In “Lo sbilico” Alcide Pierantozzi racconta con forza e delicatezza il disagio psichico e le sfide della medicalizzazione. Il protagonista, che porta lo stesso nome dell’autore, vive a 40 anni in Abruzzo con la madre, affrontando un quotidiano segnato da diagnosi psichiatriche diverse, dal disturbo bipolare all’autismo. La storia oscilla tra percezioni, crisi e il tentativo di trovare parole giuste per descrivere stati mentali che sfuggono alle definizioni. L’ambientazione si muove tra la routine quotidiana – spiaggia, palestra, biblioteca – e i ricordi di Milano e dell’infanzia.
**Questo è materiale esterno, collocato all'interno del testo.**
PR #292, opened 2021-01-29
Fix asset close accounting issue.

winder:
## Summary

When an asset is closed we need to know the exact asset balance at that time. With the existing logic, we apply all asset payments before closing the asset. Because of this, if the asset receives payment after it was closed, Indexer incorrectly sends that payment to the close-to address.

## Test Plan

1) New unit tests verify that subround accounting is done as designed for asset closes.
2) New unit/integration test to execute the subround accounting object on a DB, with this test I was able to test the before and after of this change and see that something was fixed.
3) Re-indexing betanet, I'll verify that the 5 bad transactions have been corrected.


idb/postgres/postgres.go
```diff
@@ -871,52 +871,97 @@ func (db *IndexerDb) CommitRoundAccounting(updates idb.RoundUpdates, round, rewa
...
+						db.log.Errorf("%d axfer %s %s", round, b64(addr[:]), obs(au))
 					}
-					for !au.Delta.IsInt64() {
-						_, err = seta.Exec(addr[:], au.AssetID, step, au.DefaultFrozen, round)
+
+					// Apply deltas
+					if au.Delta.IsInt64() {
+						// easy case
+						delta := au.Delta.Int64()
+						// don't skip delta == 0; mark opt-in
```
brianolson, line 918: I think in this code we _can_ now skip if (delta == 0 && au.Close != nil)

idb/postgres/postgres.go
```diff
@@ -871,52 +871,97 @@ func (db *IndexerDb) CommitRoundAccounting(updates idb.RoundUpdates, round, rewa
...
+		defer acs.Close()
+		// On asset opt-out mark the account_asset as closed with zero balance.
+		acd, err := tx.Prepare(`UPDATE account_asset SET amount = 0, closed_at = $1 WHERE addr = $2 AND assetid = $3`)
+		if err != nil {
+			return fmt.Errorf("prepare asset close2, %v", err)
+		}
+		defer acd.Close()
+
+
+		for _, subround := range updates.AssetUpdates {
```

Il titolo esprime questa condizione di instabilità, di continuo passaggio tra mondi interiori ed esterni. Il romanzo mescola autobiografia e riflessioni sul linguaggio, mettendo al centro corpo e mente come strumenti per raccontare il malessere. Nato nel 1985 a San Benedetto del Tronto, Pierantozzi si è fatto notare con il suo esordio “Uno in diviso”. Con “Lo sbilico” ha confermato il suo talento, vincendo premi importanti e conquistando un posto tra i finalisti del Premio Strega 2026.

Elena Varvello tra amore, fascismo e desiderio di libertà

In “La vita sempre”, Elena Varvello mette al centro la storia di Francesco e Teresa, due giovani che si incontrano in un’Italia segnata dal fascismo, dalla guerra e dalle difficoltà economiche. Francesco è un personaggio instabile, seduttore e disertore, mentre Teresa cresce in una famiglia povera ma punta allo studio e al riscatto personale, ottenendo il diploma. La narrazione segue il loro legame, sospeso tra sfide esterne e spinte interiori, mostrando come la Storia possa condizionare ma non cancellare la voglia di autodeterminazione e speranza. Il romanzo unisce una storia d’amore intensa a un racconto corale di memoria familiare, misteri e sogni di emancipazione. Varvello mette in luce la resistenza dell’individuo di fronte a un’epoca che sembra limitare le scelte, ma non spegne mai la forza del desiderio. Torinese, nata nel 1971, Varvello è scrittrice e poetessa con una lunga carriera e un ruolo attivo nella formazione di nuovi talenti letterari.

L’appuntamento veneziano con il Premio Campiello 2026 è un momento importante per la cultura italiana: cinque autori, cinque storie, cinque modi diversi di raccontare il mondo. Le loro voci si ritroveranno presto sul palco del Lido, ma intanto si offrono al dialogo diretto con il pubblico, in un clima di confronto e scoperta che illumina le tante strade della narrazione contemporanea.